The law is justice simple and clear, precise and bounded. Every eye can see it, and every mind can grasp it; for justice is measurable, immutable, and unchangeable. Justice is neither more than this nor less than this. If you exceed this proper limit if you attempt to make the law religious, fraternal, equalizing, philanthropic, industrial, literary, or artistic you will then be lost in an uncharted territory, in vagueness and uncertainty, in a forced utopia or, even worse, in a multitude of utopias, each striving to seize the law and impose it upon you. This is true because fraternity and philanthropy, unlike justice, do not have precise limits. Once started, where will you stop? And where will the law stop itself?
Frederic Bastiat
“Why not just buy them a cheap house in a cheap state and be rid of them if youre gonna spend that much?”

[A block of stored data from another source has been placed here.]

Issue #232, opened 2015-06-18
make mailer checkbox available for selected teams only


sareg0:
This is something requested by @anikalindtner, to make it possible to email just selected teams

Currently there is a 'teams' checkbox in the /mailers area, but this would email all teams; selected AND rejected.

@marcgreenstock has volunteered to take a look at this, but if someone else wants to grab it, that is also fine.

It is time sensitive. We would like it to be implemented as soon as possible.

PR #235, opened 2015-06-24
created a group option for the mailings

marcgreenstock:
This adds radio buttons to mailings#new, that allows "Everyone", "Selected Teams" and "Unselected Teams".

I think this should satisfy https://github.com/rails-girls-summer-of-code/rgsoc-teams/issues/232

### DIFF
--- a/app/models/recipients.rb
+++ b/app/models/recipients.rb
@@ -1,5 +1,5 @@
 class Recipients
-  delegate :group, :to, :cc, :bcc, to: :mailing
+  delegate :seasons, :group, :to, :cc, :bcc, to: :mailing
 
   attr_reader :mailing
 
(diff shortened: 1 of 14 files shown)


app/models/recipients.rb
```diff
@@ -16,7 +16,16 @@ def user_emails
   end
 
   def users
-    User.joins(:roles).where( roles: {name: roles}).uniq
+    case group.to_sym
+    when :selected_teams
+      User.joins(:teams, :roles)
+        .where(teams: { kind: Team::KINDS }, roles: { name: roles }).uniq
```
carpodaster: Do we need a season classifier? It will pull the currently selected teams for this year allright, but next year it will also include the almuni teams.

```patch
- .where(teams: { kind: Team::KINDS }, roles: { name: roles }).uniq
+ .where(teams: { kind: Team::KINDS, season: Season.current }, roles: { name: roles }).uniq
```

because “homeless” drug addicts and illegal aliens would flock by the hundreds of thousands to any city that would buy them a free house ...

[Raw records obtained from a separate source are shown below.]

PR #243, opened 2015-07-02
Only send checkup comments to rgsoc email

### LINKED ISSUE #238: Checked up on them: add summer-of-code email to recipients
Right now, when a supervisor comments on their team's progress, an email update is sent to all supervisors – but not to orgas. We should change that so the email is also sent to the summer-of-code email address (either as direct recipient or cc).

carpodaster:
Now fo' realz: Closes #238.

@alicetragedy could you check if I haven't made another mistake please? :smile:


alicetragedy:
looks pretty good to me :sunny: 
I think you can yolomerge!

PR #272, opened 2015-07-14
Seeding dev database with users  

F3PiX:


F3PiX:
OK @carpodaster ?

carpodaster:
@F3PiX I'm thinking that it would supply more value to have the users arranged in teams (where applicable) since teams (both sponsored/voluntary and unaccepted) is what we're working with mostly. Or do you plan to add it in an upcoming PR?

F3PiX:
@carpodaster I do indeed!

PR #59, opened 2017-03-14
Task Queue Metrics

hoodakaushal:
Added counters for number of tasks in queue for every task type.


runtime/src/main/java/com/flipkart/flux/controller/WorkFlowExecutionController.java
```diff
@@ -237,6 +242,7 @@ private void executeStates(StateMachine stateMachine, Set<State> executableState
                 ActorRef router = this.routerRegistry.getRouter(routerName);
 
                 router.tell(msg, ActorRef.noSender());
+                metricsClient.incCounter(msg.getTaskName());
```
shyamakirala: keep the counter name in the below format

statemachine.<sm_name>.task.<task_name>.queuesize

task/src/main/java/com/flipkart/flux/impl/task/AkkaTask.java
```diff
@@ -104,6 +108,12 @@ public void onReceive(Object message) throws Exception {
                 if (task != null) {
                     try {
                         // update the Flux runtime with status of the Task as running
+                        metricsClient.decCounter(new StringBuilder().
```
shyamakirala: Please move this to line 100 (after TaskAndEvents taskAndEvent = (TaskAndEvents) message;). Just after receiving the message the counter should be decremented.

Not happening. San Francisco is prosperous and has a lot going for it, despite the liberal crap going on there. Austin is a cesspool and a "nothing there" town. I've been to Austin many times, and it reminds me of Berkeley. A bunch of liberal freaks with a few trendy restaurants and bars but not much else to look at or do. About the only thing okay are the lakes and waterways (except for all the bats living under the bridges). Austin sucks.
It’s about what you subsidize you get more of.
Who says they’re not wanted. I think Austin just passed an outdoor camping ordinance that says they can basically sleep anywhere they want to, even on your sidewalk. They love their dragworms there, always have, at least since the first time I saw Austin.
If Austin weren’t the state capital, it would be just like Portland.
Truly. Just how much worthless could LIBs be? Really.
muh values
Somebody up thread said it well - don’t let children play with matches. Don’t vote democrat for anything.
The Austin city council is infested with idiots.
San Antonio isn’t far behind.
“...a path Austinites should be wary not to travel.”
Would be more successful preaching to fence posts!
I have attend the TCEA Conference in Austin many times. Either 3 or 4 years ago, I noticed a huge increase in the homeless. One popped on the sidewalk at 8 am right by the Convention Center. Another one stepped out of an alcove toward me when I was leaving a night time reception. Luckily, I had a big man with me. The convention has been moved to San Antonio.
No, don't do that. They'll just come back. Put them on a plane to Hawaii.